Hello all
As a splunk in an early station 😀 I currently have the following challenge:
We have many indexes and we want to do an analysis over all indexes how fast the log data is available in Splunk. As distance should be measured from writing the log (_time) to indexing time (_indextime). Also we want to exclude scatter (e.g. we currently have hosts with wrong time configuration, i.e. something like a Gaussian normal distribution).
Here is an example query, which is probably wrong or could be done much better by you:
| tstats latest(_time) AS logTime latest(_indextime) AS IndexTime WHERE index=bv* BY _time span=1h
| eval delta=IndexTime - logTime
| search (delta<1800 AND delta>0)
| table _time delta
Is the query approx correct so that we can answer the question what kind of deley we have over all?
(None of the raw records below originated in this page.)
Issue #252, opened 2019-06-20
Notice: Undefined index: HTTP_REFERER


TeemuSuoranta:
When /wp-admin/ is opened in new tab when logged in, the HTTP_REFERER is not set and should be checked before referenced.

Full notice:
```
Notice: Undefined index: HTTP_REFERER in /data/wordpress/htdocs/wp-content/mu-plugins/seravo-plugin/modules/check-php-version.php on line 30
```

This can be simply checked by:
```
if (isset($_SERVER['HTTP_REFERER']) && strpos($_SERVER['HTTP_REFERER'], 'wp-login.php') === false) {
```

ottok:
What version are you running? Did you try `wp-seravo-plugin-update` ?

TeemuSuoranta:
It's the `1.9.9` which is the newest release. The buggy code is in https://github.com/Seravo/seravo-plugin/blob/master/modules/check-php-version.php#L30

TeemuSuoranta:
PHP version is 7.2 in case that handling `$_SERVER['HTTP_REFERER']` has somehow changed in `7.3`

JoosuaKoskinen:
This was fixed in https://github.com/Seravo/seravo-plugin/pull/253.

PR #253, opened 2019-06-20
Fix a couple of undefined notices

JoosuaKoskinen:
- Fixes HTTP_REFERER undefined notice reported in #252
- Removes usage of useless undefined variable on updates page

### DIFF
--- a/modules/check-php-version.php
+++ b/modules/check-php-version.php
@@ -27,7 +27,7 @@ if ( ! class_exists('CheckPHPVersion') ) {
 
       // Show only on main dashboard once directly after login so it
       // will not clutter too much.
-      if ( strpos($_SERVER['HTTP_REFERER'], 'wp-login.php') === false ) {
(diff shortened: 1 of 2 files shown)


ottok:
If you include "(Closes: #252)" in the commit title or message, Github will automatically close the issue when this is merged.

The bug was introduced by me in https://github.com/Seravo/seravo-plugin/commit/ed6bf84eb5ea505192b4205d2b0a3961437c0597

Fix looks correct. Thanks!

There is a similar line in
> modules/login-notification.php:        if ( apply_filters('seravo_dashboard_login', true) && strpos($_SERVER['HTTP_REFERER'], 'wp-login.php') !== false ) {

Should it maybe also be fixed?

JoosuaKoskinen:
> There is a similar line in
> 
> > modules/login-notification.php:        if ( apply_filters('seravo_dashboard_login', true) && strpos($_SERVER['HTTP_REFERER'], 'wp-login.php') !== false ) {
> 
> Should it maybe also be fixed?

No, that's fine. The existence of HTTP_REFERER is already being checked on the line before.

How could one use a Gaussian normal distribution instead of restricting the search manually?
On top of @ITWhisperer 's suggestion I'd rather not use tstats to produce just one value per hour bin but rather calculate average over that delta for hour or shorter periods. If you have lots of data you could use sampling to do it only on a small subset of events.
well, we do have a lot of data (currently approx 10 billion events per day and more, increasing). tstats is probably not the best idea to use here, but faster than just a normal search. I will try with sampling and have a look how i can use this.
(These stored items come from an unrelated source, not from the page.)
Issue #228, opened 2019-03-06
Fix incorrect usage of Seravo Postboxes


l3ku:
Example of places with incorrect usage:

## Mails
Incorrect call of `add_submenu_page()`, the function takes no 7th parameter and the 6th parameter should be `'Seravo\seravo_postboxes_page'`:
https://github.com/Seravo/seravo-plugin/blob/abf42101adbd0303b639caef3e3d5cd70ee7117e/modules/mails.php#L33-L35

Also the actual page content in `mails-page.php` should not define the postbox wrapper, only the content (div.inside) should be defined:
https://github.com/Seravo/seravo-plugin/blob/abf42101adbd0303b639caef3e3d5cd70ee7117e/lib/mails-page.php#L180-L191 are required

## Updates
Currently the updates module uses all postboxes as "side", however, "normal" should be primarily used. "side" is used only to force postboxes to the side, see https://codex.wordpress.org/Dashboard_Widgets_API#Advanced:_Adding_Widgets_onto_the_side for a description.

See e.g. `/modules/backups.php` for a reference of correct usage. Also, we have now added relevant docs to `/docs/README.md`. In case there is still some crucial information missing from the docs, here is a good opportunity to identify any missing information and expand the docs.

ottok:
I assume this is a symptom of what Leo reported above:
![image](https://user-images.githubusercontent.com/668724/57223232-0d823180-700e-11e9-9d34-c2292e46d054.png)

elguitar:
@cr0vy confirmed that the Updates page that @ottok mentioned is not an issue anymore. However, this #228 is still valid.

ottok:
Closed via https://github.com/Seravo/seravo-plugin/commit/f1f50b7e76b2fa3fc56861380daa3c05a0630ec8

Issue #73, opened 2017-10-25
Notify customer on wp-admin if version updates has failed


runomarsista:

simoke:
So it's propably necessary to extend the plugin to display notifications on WP admin front page (in case that timestamp of the latest successful update is prior than the latest update attempt, or null), or alternatively improve update automation to send email notifications to WP administrative users.

![updates](https://user-images.githubusercontent.com/25475688/31997999-c5799998-b996-11e7-8697-af178583e073.png)

elguitar:
b0b6fbc2e3e711dc0d86ebd9bf229f3654cf529a has some relevant code for showing information in wp-admin's dashboard. For now it shows the last login and the amount of php-errors.

l3ku:
Sending automatic emails regarding failed updates and site errors is currently in progress. I personally don't think it is good practice to flood wp-admin with notifications, so we should really consider if it is necessary to implement this notification in addition to sending emails to customers.

I made a very simple UI into the Seravo Plugin "Updates" page ([WIP](https://github.com/Seravo/seravo-plugin/tree/feature-notification-email-field)) for the customer to enter his/her specified technical contact emails:

![screen shot 2017-12-09 at 16 13 41](https://user-images.githubusercontent.com/24781811/33796425-9392f6b6-dcfc-11e7-8586-b2bd77e61fef.png)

An other idea is to do some saved searches for each index, store the results (_time, _indextime, index) into a summary index and then use this make some statistics. but with more than 100 indexes it will take some time, effort and Splunk resources. also i am not shure if this will make things easyier for me.
You could consider using the Machine Learning ToolKit (MLTK) which is a free add-on from SplunkBase.
You can set up models of your data e.g. Gaussian / Normal distributions, and then look for anomalies.